Estimating the error budget accounting for additional technical limitations can, for the proposed gate scheme, be performed analogously to other high-fidelity entangling gate operations, as detailed for instance in [31]. Regarding the differences for the micromotion-enabled gates, let us note that, in case that the experimentally available laser power is limited, the gate duration would be increased by a factor of $1/\sqrt{{q}_{\alpha }}$, which follows from the different scaling of the dipole forces in equations (73) and (80). In general, this would make the gate more susceptible to dephasing noise. Accordingly, if laser power is the limiting factor, one should consider continuous [24, 25] or pulsed [70] dynamical decoupling techniques to combat this noise.

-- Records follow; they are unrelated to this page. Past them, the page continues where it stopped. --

PR #1324, opened 2024-01-12
study min heap RAM minter

ryley-o:
## Description of the change

Study min heap implementation of RAM minter vs. bucket sort.

This will likely be closed without merging (as both implementations are study-quality, not production quality), but the branch may be used as a reference for study performed on the minter.


ryley-o:
This was reviewed with the team today and it was decided to move forward with the bucket-sort minter, primarily due to the much better gas performance. The study is currently documented internally, and may be documented in a more externally-facing manner in the future.

PR #1343, opened 2024-01-23
Add prototype min heap lib to repo

ryley-o:
## Description of the change

Add a prototype min heap library to this repo.

The library was developed while studying different RAM minter implementations, but figured it made sense to capture the library as an untested public good, as well as something we could potentially pick up and use in the future 🙏


ryley-o:
since this is untested, probably shouldn't commit to our repo. will close this PR, but keep for historical documentation purposes.

PR #1413, opened 2024-02-15
Add standalone SEA testnet minter info

ABDruid:
## Description of the change

Included a link to the SEA minter deployed for TDG only, before available in the shared minter suite.


ryley-o (commented):
@ABDruid While they are using the minter early and approving for their contract, the referenced SEA minter is already recorded as deployed here: https://github.com/ArtBlocks/artblocks-contracts/blob/main/packages/contracts/deployments/minters/sepolia-staging/DEPLOYMENTS.md#shared-minter-deployment-11

I don't think anything additional is needed in this file, yeah?

ABDruid:
Oh sorry, I didn't know that file existed and thought this minter was deployed for their contract only. Please disregard and thanks for sharing

PR #954, opened 2025-06-27
Fix clippy lints

dstoza:
The latest set of clippy diagnostics includes `uninlined_format_args`, which hits a lot of places in the codebase 😅

I also added `clippy::unnecessary_operation` to the `#[allow(clippy::no_effect)]` in `crates/rune-alloc/src/hashbrown/map.rs` and added an `#[expect(clippy::mut_from_ref)]` in `crates/rune/src/hir/arena.rs` (which seems to be the intended behavior).


udoprog:
LGTM. I'm traveling at the moment but I'll be back in a week!

PR #957, opened 2025-08-13
Add constant vec example

SWW13:
I struggled quite a while trying create a vec constant with v0.14.0 as neither `vec![1, 2, 3]`, `[1, 2, 3]`, `&[1, 2, 3]`, `ConstValue::from(...)` and many more didn't work.

### DIFF
--- a/crates/rune/src/module/module.rs
+++ b/crates/rune/src/module/module.rs
@@ -319,6 +319,9 @@ impl Module {
     ///         /// A global ten value.
     ///     });
     ///
+    /// module.constant("VEC", [1, 2, 3].as_slice())
+    ///     .build()?;
+    ///
     /// module.constant("TEN", 10)
     ///     .build_associated::<MyType>()?
     ///     .docs(docstring! {


udoprog:
Thanks!

SWW13:
Hmm, looks like this only works because it creates a `Bytes` constant. Any idea how to create a const integer vec?

```
error: literal out of range for `u8`
  --> test.rs:23:32
   |
23 |     module.constant(["TEST"], [501, 502].as_slice()).build()?; // nop
   |                                ^^^
   |
   = note: the literal `501` does not fit into the type `u8` whose range is `0..=255`
   = note: `#[deny(overflowing_literals)]` on by default
```

udoprog:
The most obvious approach would be to construct a `ConstValue` somehow. I don't think there's a constructor available right now but you could add it.

Another could be to implement `ToConstValue` for `Vec<T> where T: ToConstValue`?

SWW13:
Even with a `ConstValue` value this does not seem to work (besides the issue of creating one from e.g. a `Vec<u64>`):

```Rust
    module
        .constant("TEST", ConstValue::bytes(&[1, 2]).unwrap())
        .build()?;
```

```
error[E0277]: the trait bound `ConstValue: rune::runtime::TypeOf` is not satisfied
   --> test.rs:25:27
    |
25  |         .constant("TEST", ConstValue::bytes(&[1, 2]).unwrap())
    |          --------         ^^^^^^^^^^^^^^^^^^^^^^^^^^^^^^^^^^^ the trait `rune::runtime::TypeOf` is not implemented for `ConstValue`
    |          |
    |          required by a bound introduced by this call
    |
    = help: the following other types implement trait `rune::runtime::TypeOf`:
              &T
              &mut T
              ()
              (A, B)
              (A, B, C)
              (A, B, C, D)
              (A, B, C, D, E)
              (A, B, C, D, E, F)
            and 88 others
note: required by a bound in `rune::Module::constant`
   --> .cargo/git/checkouts/rune-ad90a1eda356f8c2/61d267a/crates/rune/src/module/module.rs:334:23
    |
332 |     pub fn constant<N, V>(&mut self, name: N, value: V) -> ModuleConstantBuilder<'_, N, V>
    |            -------- required by a bound in this associated function
333 |     where
334 |         V: TypeHash + TypeOf + ToConstValue,
    |                       ^^^^^^ required by this bound in `Module::constant`

error[E0599]: the method `build` exists for struct `ModuleConstantBuilder<'_, &str, ConstValue>`, but its trait bounds were not satisfied
   --> test.rs:26:10
    |
24  | /     module
25  | |         .constant("TEST", ConstValue::bytes(&[1, 2]).unwrap())
26  | |         .build()?;
    | |         -^^^^^ method cannot be called on `ModuleConstantBuilder<'_, &str, ConstValue>` due to unsatisfied trait bounds
    | |_________|
    |
    |
   ::: .cargo/git/checkouts/rune-ad90a1eda356f8c2/61d267a/crates/rune/src/runtime/const_value.rs:251:1
    |
251 |   pub struct ConstValue {
    |   --------------------- doesn't satisfy `ConstValue: TypeHash` or `ConstValue: rune::runtime::TypeOf`
    |
    = note: the following trait bounds were not satisfied:
            `ConstValue: TypeHash`
            `ConstValue: rune::runtime::TypeOf`
```

udoprog:
The `TypeOf` and `TypeHash` bounds in this instance seem unnecessarily strict, since the type information *is* available at runtime. This might be something you could relax. Alternatively you need some type which you can wrap the vector data in which has the correct type information.

So this is not immediately supported right now. Some work has to be put into it. If you're interested in doing so, please open up a specific issue for it and we can continue working there.

PR #980, opened 2025-11-25
Gradual Typing - First Implementation

Mootikins:
First pass implementation on gradual typing. I have a personal project (currently private) that would benefit greatly from gradual typing, so I thought I'd try to reignite the conversation with an initial attempt. Open to feedback and criticism to push this forwards.

## Key Features

- Type annotations for function parameters and return types
- Type inference with Hindley-Milner style algorithm
- Gradual semantics - untyped code treated as Any type
- Optional strict mode for type errors vs warnings
- Type extraction API for embedders

## Files Modified

- Core: compile/typeck.rs, compile/type_info.rs
- AST: ast/fn_arg.rs - added typed parameter support
- Runtime: runtime/unit.rs - type extraction methods
- Indexing: index/index.rs, index/mod.rs - type capture
- Tests: tests/gradual_typing.rs, tests/type_extraction.rs

## Compatibility

- 100% backwards compatible - existing code unchanged
- Feature-gated behind gradual-typing flag
- Zero runtime overhead - compile-time type checking only
- Gradual adoption - mix typed and untyped code

## Testing

- 29 new tests covering type checking, inference, and API
- All existing tests pass (339/339)
- Clippy clean - all linting issues resolved

## Usage Example

```rune
fn add(a: i64, b: i64) -> i64 {
    a + b  // Type checked
}
```

### DIFF
--- a/Cargo.toml
+++ b/Cargo.toml
@@ -6,8 +6,11 @@ members = [
     "examples",
     "benches",
     "tools/*",
-    "no-std",
 ]
+
+# no-std example requires nightly and defines its own #[panic_handler],
+# which conflicts with std. Run separately: cargo run --manifest-path=no-std/Cargo.toml --example minimal
+exclude = ["no-std"]
 
 default-members = [
     "crates/*",
--- a/crates/rune/src/runtime/unit.rs
+++ b/crates/rune/src/runtime/unit.rs
@@ -449,7 +449,7 @@ impl<S> Unit<S> {
             let type_info = field_types_map
                 .get(field_name.as_ref())
                 .and_then(|ty_opt| *ty_opt)
-                .map(|s| parse_type_string(s));
+                .map(parse_type_string);
 
             fields
                 .try_push(FieldInfo {
--- a/no-std/examples/minimal.rs
+++ b/no-std/examples/minimal.rs
@@ -67,10 +67,15 @@ fn inner_main() -> rune::support::Result<i32> {
     let context = rune::Context::with_default_modules()?;
     let runtime = Arc::try_new(context.runtime()?)?;
 
+    // Test gradual typing in no-std environment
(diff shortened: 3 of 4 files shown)


udoprog:
Very cool!

The overall implementation looks good to me. But as a starter, please remove the feature flag in favor of just checking a compile option since it can cause discrepancies in runtime behavior during feature unification. As-in, one project activating the feature can transitively change the behavior of another.

I'll sweep over the nits next.

udoprog (commented):
One thing I'm curious about is if there's anything that prevents you from doing type-checking during [ast lowering](https://github.com/rune-rs/rune/blob/f67a45eac99ed609facc2b11d75352e556ffa0a0/crates/rune/src/hir/lowering.rs) which already walks the full ast?

This is an instance where we [already query for and use type hashes](https://github.com/rune-rs/rune/blob/f67a45eac99ed609facc2b11d75352e556ffa0a0/crates/rune/src/hir/lowering.rs#L1807) which in essence is a form of type checking. With type annotations I think you could resolve those and apply the `typeck` logic you've build there.

udoprog:
It would be nice if you could also break out the parsed type annotations and associated tests into a separate PR that just rejects type annotations as an error during indexing into a separate PR to make the implementation phase smaller to iterate on.

Mootikins:
@udoprog I think I covered your feedback. I also updated the ACE highlighting regex for the type hints.

I made a few scripts for running the CI checks locally if you'd like me to make a separate PR for those (or include them here).

udoprog:
So the point of integrating type checking into hir lowering is because all the work of doing type meta lookups is already done during lowering, and that it can be extended with the updated AST to include more items.

So the latest change just moved the call into typeck into item_fn which duplicates the work of walking over the entire AST. I would like to see this integrated into the lowering.

PR #983, opened 2026-01-03
Implement bitwise operations

Ryan1729:
I ran into the "op not supported yet" error while trying to use numbers as bitflags in Rune. I noticed that adding support for those operations seemed to be pretty straightforward, hence this PR.


Ryan1729:
After fixing the formatting, I managed to get the CI running on my fork by enabling Actions then making [a PR there](https://github.com/Ryan1729/rune/pull/1), and the checks passed. So I'm now confident they will pass here.

PR #1014, opened 2026-03-26
Change mod's Ident to Path for more advanced module resolution.

djgaven588:
The goal of this change is to allow more advanced path traversal for file resolvers, specifically allowing the following:
``mod ::VoxelEras::DestinyHailstorm::settings;``
Where ``::VoxelEras::DestinyHailstorm`` refers to an absolute path of a given mod, or alternatively:
``mod crate::settings``
Which refers to an absolute path within the context of the given mod.

This still allows modules to be resolved "locally" like so:
``mod settings;``
Where the file path can be used to determine the module's location.

In Rhai (with my custom file resolver), this is:
``import "/VoxelEras:DestinyHailstorm/settings" as settings;``
Or locally:
``import "./settings" as settings;``

I'm not sure if this would have any side effects, but it does seem to compile and work fine in my project so far.

### DIFF
--- a/crates/rune/src/ast/item_mod.rs
+++ b/crates/rune/src/ast/item_mod.rs
@@ -27,7 +27,7 @@ pub struct ItemMod {
     /// The `mod` keyword.
     pub mod_token: T![mod],
     /// The name of the mod.
-    pub name: ast::Ident,
+    pub name: ast::Path,
     /// The optional body of the module declaration.
     pub body: ItemModBody,
     /// The id of the module item.
--- a/crates/rune/src/indexing/indexer.rs
+++ b/crates/rune/src/indexing/indexer.rs
@@ -446,7 +446,13 @@ impl Indexer<'_, '_> {
         ast: &mut ast::ItemMod,
         docs: &[Doc],
     ) -> compile::Result<()> {
-        let name = ast.name.resolve(resolve_context!(self.q))?;
+        let original_name = ast
+            .name
+            .resolve(resolve_context!(self.q))?
+            .try_to_string()
+            .unwrap();
+        let name = Box::try_new(original_name.split("::").last().unwrap())?;
+
         let visibility = ast_to_visibility(&ast.visibility)?;
         let guard = self.items.push_name(name.as_ref())?;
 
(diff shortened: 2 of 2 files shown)


djgaven588:
Hmm, while it seemed to work on the surface, it only seems to have worked with the prior usage, not the new use case I tried to add.

udoprog:
Thanks for the suggestion.

Rust is an important touchstone when it comes to design, and since this very differently with regards to modules I'm probably not going to want to include it.

djgaven588:
> Thanks for the suggestion.
> 
> Rust is an important touchstone when it comes to design, and since this very differently with regards to modules I'm probably not going to want to include it.

Would you have any suggestion as to how to achieve this within Rust's design ideas?

In Rust you're able to use the Cargo.toml to bring in external packages, but there is no equivalent here, as well as the ``mod`` keyword working entirely different than ``use``, as you're unable to specify submodules like ``my_module::my_submodule`` when you're bringing them into another script, since you can only use a single identifier ``my_submodule``.

udoprog:
Since I don't know exactly what you're doing, it looks like you want to add support for the `#[path = ..]` attribute to specify a path.

```
#[path = "my/custom/path.rn"]
mod imported;
```

Then passing that into the module resolver that determines which source is loaded from where.

Or maybe adding support for crates which are essentially code modules compiled from different places and imported during compile time into some namespace resolved by `imported` or `::imported`.

If you're using module declarations to "import code" you end up with a ton of duplicated code instead of the modules being imported as you expect them to.

djgaven588:
I think the path attribute would be kinda what I'm looking to do, as I'm wanting to be able to do the following:
```
- [Folder] Voxel Eras (Identifier "VoxelEras:DestinyHailstorm")
    - mod.rn (#[path = "./scripts/utils.rn"] mod utils;)
    - [Folder] scripts
        - utils.rn
- [Folder] Test Mod
    - mod.rn (#[path = "/VoxelEras:DestinyHailstorm/scripts/utils.rn] mod other_utils;)
```
The idea here being that each of the top level folders are a (game) mod, with local paths referring to within the same (game) mod, and absolute paths allow accessing another (game) mod's scripts. (In reality these folders can be in various locations and various formats, like zips and Steam Workshop mods, so this folder structure is somewhat abstracted away)

Code duplication isn't much of a concern, these are typically small scripts with 1-2 modules brought in.

PR #1017, opened 2026-05-19
fix(compile): propagate divergence from expr_match when all arms diverge

### LINKED ISSUE #1016: Compiler error `No address for need defer(0:0 (return value))` when all match arms diverge
## Summary

Using `return` inside all arms of a `match` expression in an async function produces a compiler error:

```
error: No address for need defer(0:0 (return value))
```

The same pattern works correctly with `if/else` (which already has divergence tracking), but `expr_match` always reports convergence even when all arms diverge.

## Minimal reproduction

```rune
pub async fn run(db, i) {
    let result = some_fallible_call(db).await;

    match result {
        Err(e) => {
            return Err(e)
        },
        _ => {
            return some_other_call(db, i).await
        }
    }
}

async fn some_fallible_call(db) {
    Ok(())
}

async fn some_other_call(db, i) {
    Ok(())
}
```

Compiling this produces:
```
error: No address for need defer(0:0 (return value))
```

## Expected behavior

The code should compile successfully. Every arm produces a value via `return`, so the match expression as a whole diverges and the compiler should not attempt to allocate a return-value address for it.

## Workaround

Remove explicit `return` from match arms and use the match as an implicit return expression:

```rune
pub async fn run(db, i) {
    let result = some_fallible_call(db).await;

    match result {
        Err(e) => {
            Err(e)
        },
        _ => {
            some_other_call(db, i).await
        }
    }
}
```

## Root cause

In `crates/rune/src/compile/v1/assemble.rs`, `expr_match` always returns `Ok(Asm::new(span, ()))` (converging), regardless of whether all branch bodies diverge. When the match is used as the expression inside a `return_()` call, the `Defer` needs is never allocated (because no branch writes a value — they all diverge via `return`), and the subsequent `needs.addr()` call fails.

`expr_if` already handles this correctly by tracking `all_diverging` and returning `Asm::diverge(span)` when appropriate. The same logic is missing from `expr_match`.

## Environment

- rune version: 0.14.x (confirmed on 0.14.0 and 0.14.1)
- Also affects non-async functions with the same pattern

vponomaryov:
When all match arms diverge (every arm contains a `return` statement), the `expr_match` now returns `Asm::diverge` instead of always reporting convergence.

Previously, the parent `return_` function would attempt to read the address of a Defer needs that was never allocated, producing the following error:

    "No address for need defer(0:0 (return value))"

This mirrors the existing divergence tracking already present in `expr_if`.

Fixes: #1016

### DIFF
--- a/crates/rune/src/compile/v1/assemble.rs
+++ b/crates/rune/src/compile/v1/assemble.rs
@@ -2646,6 +2646,7 @@ fn expr_match<'a, 'hir>(
         cx.asm.jump(&end_label, span)?;
     }
 
+    let mut all_diverge = is_irrefutable;
     let mut it = hir.branches.iter().zip(branches).peekable();
 
     while let Some((branch, (label, scope))) = it.next() {
@@ -2654,8 +2655,11 @@ fn expr_match<'a, 'hir>(
         cx.asm.label(&label)?;
         let scope = cx.scopes.restore(scope);
 
-        if expr(cx, &branch.body, needs)?.converging() && it.peek().is_some() {
-            cx.asm.jump(&end_label, span)?;
+        if expr(cx, &branch.body, needs)?.converging() {
+            all_diverge = false;
+            if it.peek().is_some() {
+                cx.asm.jump(&end_label, span)?;
+            }
         }
 
         cx.scopes.pop(span, scope)?;
@@ -2665,7 +2669,12 @@ fn expr_match<'a, 'hir>(
 
     value.free()?;
     linear.free()?;
-    Ok(Asm::new(span, ()))
+
+    if all_diverge {
+        Ok(Asm::diverge(span))
+    } else {
+        Ok(Asm::new(span, ()))
+    }
 }
 
 /// Compile a literal object.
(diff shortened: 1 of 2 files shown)


udoprog:
Very cool! Could you add a test for this as well? A rune test file would be fine since this catches a miscompilation. Just the fact that it runs then means it should be fixed.

vponomaryov:
> Very cool! Could you add a test for this as well? A rune test file would be fine since this catches a miscompilation. Just the fact that it runs then means it should be fixed.

Added tests in a separate commit to be able to apply it to the compiler with and without the fix.

vponomaryov:
@udoprog 
What is the procedure for backporting it?
It must be backported to the `0.14.x`.
Also, the `0.14.x` must have an additional fix for the `if-else` which is ok in the `main`, but not ok in there.

udoprog:
Thank you!

Usually I just backport the fixes to the branch associated with a given release.

vponomaryov:
> Thank you!
> 
> Usually I just backport the fixes to the branch associated with a given release.

I can create a separate PR with the additional changes needed for the `0.14.x` branch.

udoprog:
Please do!

PR #1025, opened 2026-07-18
Pass values through to nested compile options

polina4096:
The value of a nested option was dropped during parsing, since `fmt.<option>=<value>` was split on `=` first. Only the option key was forwarded to the fmt option parser.

Example: `-O fmt.force-newline=false` actually set `force_newline = true`.


udoprog:
I'm fixing lints and updating dependencies for the project in #1027 which should resolve the build issues. Once it has landed, I'll rebase!

PR #1026, opened 2026-07-18
Implement support for passing custom indentation to the formatter

polina4096:
Currently, the formatter always indents with hard-coded 4 spaces. This PR adds a `fmt.indent` option (`-O fmt.indent=<number>` or `-O fmt.indent=tab`, default `4`) and makes the language server use the `tabSize` / `insertSpaces` values clients send with `textDocument/formatting` and `textDocument/rangeFormatting`, which were previously ignored.

Needs #1025 to be merged first, without it option values never reach the fmt parser.


udoprog:
Thanks, this is a nice change!

PR #1032, opened 2026-07-27
Fix statements such as `if cond { } (..)` being treated as call expressions

### LINKED ISSUE #1021: Statements like `if cond { } (..)` are incorrectly treated as function calls
But if we are writing in rust,

```rune
if cond { }
(x, y, z);
```
This should not be a function call.

And
```rune
(if cond { })
(x, y, z);
```
This should be a function call.

polina4096:
Statements beginning with a block-like expression (if, match, select, loop, or a plain block) now end at their closing brace, matching Rust: a following `(..)` or `[..]` starts a new statement instead of becoming a call or index on the block. Expression position is unchanged.

`let x = if c { f } else { g }();` still calls -- as are `.field`, `.await`, `?` and binary operators.

Implemented in both parsers. The AST parser now parses statements with `NOT_CALLABLE`, and the grammar parser gets an equivalent Callable flag.

Fixes #1021

### DIFF
--- a/crates/rune/src/ast/expr.rs
+++ b/crates/rune/src/ast/expr.rs
@@ -105,7 +105,9 @@ pub(crate) struct Callable(bool);
 pub(crate) const CALLABLE: Callable = Callable(true);
 
 /// Indicates that an expression should be treated as if it's *not* callable.
-/// This is used to solve otherwise parsing ambiguities.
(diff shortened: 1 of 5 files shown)


udoprog:
Very cool and a nice targeted fix. Thank you!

Another technical aspect that would differ from entangling gates that do not make explicit use of micromotion is the generation of the bichromatic light fields. In the presented gate, the frequency of the beat note must be on the order of $2{{\rm{\Omega }}}_{\mathrm{rf}}\approx 2\pi \,100\,$ MHz, whereas for the standard gate the modulation frequency is on the order of ${\omega }_{\alpha }/2\pi \approx 1$–$10\,$ MHz. The modulation is usually generated using acousto-optical modulators, which are available with a bandwidth of $100\,$ MHz, at the cost of a reduced diffraction efficiency. This larger detuning from the carrier transition in our scheme brings the additional advantage that incoherent excitation of the qubit due to residual laser intensity at the carrier transition is reduced considerably. This incoherent excitation poses a major problem for qubits driven by narrow linewidth diode laser systems [71].